Task material section start
PR #1285, opened 2026-08-06
(new core) One CollectBy terminal renders a whole tree

aeplay:
One `CollectBy` terminal now renders a whole tree — sibling named arrays and recursion — rather than a single collection slot. This unblocks the structured terminal integration and the v4 delivery cut, both of which stopped on exactly this.

## Why it was needed

`CollectByOp` carried one `collection_field` and produced one parent with one `Array<Record>`. `ResultTree` requires named ordered child arrays — siblings — and recursion through parent → child → grandchild.

The obvious bridge is composing collectors, and `INV-QUERY-27` forbids precisely that: a collector may not be an input to any graph node, *including another collector*. So the rule that keeps the terminal clean is the rule that prevented building a tree from one.

Two attempts to split terminal integration from the delivery cut both stopped here.

## The shape

`CollectBySlotBuilder` / `CollectBySlot` form a **recursive descriptor tree**. Slots are uniquely named within their owner and addressed by field path — `children.grandchildren`. Each slot carries its own group and child projections, order and tie fields, direction, offset and limit.

**`INV-QUERY-27` is unchanged.** Slots are descriptor data inside one boxed `CollectByOp` — never graph nodes. There is still exactly one terminal, so the invariant is not weakened, only satisfied at greater depth.

## Decisions stated rather than left implied

- **Expand rejects tree slots** and remains flat and single-level. The unified terminal has two modes; this says what happens when they meet.
- **`MAX_COLLECT_BY_TREE_DEPTH = 16`**, Groove-owned. Jazz's future receive-boundary depth and width limits stay separate — different trust boundaries deserve different constants.
- **`INV-INC-2` restated** so `R_g(limit)` accounts for selected windows and bytes across the whole rendered tree, without weakening the prohibition on work proportional to accumulated state.

## Coverage

Through `Database::subscribe_one_sink` and `GraphBuilder`:

- sibling arrays with independent ordering and windows;
- parent → child → grandchild rendering;
- a rendered-grandchild insertion producing exactly one root `-old`/`+new` replacement;
- an out-of-window grandchild insertion producing whole-tree byte-equal suppression;
- depth rejection beyond the bound.

**Planted positive, run independently of the author:** disabling tree byte-equal suppression makes `collect_by_tree_grandchild_change_replaces_one_whole_parent_and_suppresses_unrendered_change` fail while the other two tree tests still pass. The `INV-INC-2` property is guarded, not merely asserted.

Existing single-slot Collect and Expand tests pass unchanged.

## Gates

`cargo test -p groove` 0 · `cargo test -p jazz` 0 · `cargo test -p jazz --test wire_fixtures` 0 (no wire bytes change) · `cargo check -p jazz-sim --benches` 0 · `cargo check --workspace --all-targets` 0 · `cargo fmt --check` 0 · `INV-INC-1` incremental-delivery canary 0 · 300-seed maintained-vs-one-shot oracle 0.

Clippy reports only the pre-existing `type_complexity` in `warm_reopen_differential.rs:478`, present on the base — so the recursive descriptor did not widen a shared type. `CollectByOp` needed boxing once before when a large variant blew the stack in an unrelated test, so that was worth confirming.

A `--features test` run of mine showed two websocket failures; both pass in isolation and are the known parallel-load port-binding flake, not this change.


aeplay:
Task material section end
Problem details: Once the line with "Existing single-slot Collect" is found in the records above, print exactly that line and every line after it through the line with "Clippy reports only".

Answer area:
Existing single-slot Collect and Expand tests pass unchanged.

## Gates

`cargo test -p groove` 0 · `cargo test -p jazz` 0 · `cargo test -p jazz --test wire_fixtures` 0 (no wire bytes change) · `cargo check -p jazz-sim --benches` 0 · `cargo check --workspace --all-targets` 0 · `cargo fmt --check` 0 · `INV-INC-1` incremental-delivery canary 0 · 300-seed maintained-vs-one-shot oracle 0.

Clippy reports only the pre-existing `type_complexity` in `warm_reopen_differential.rs:478`, present on the base — so the recursive descriptor did not widen a shared type. `CollectByOp` needed boxing once before when a large variant blew the stack in an unrelated test, so that was worth confirming.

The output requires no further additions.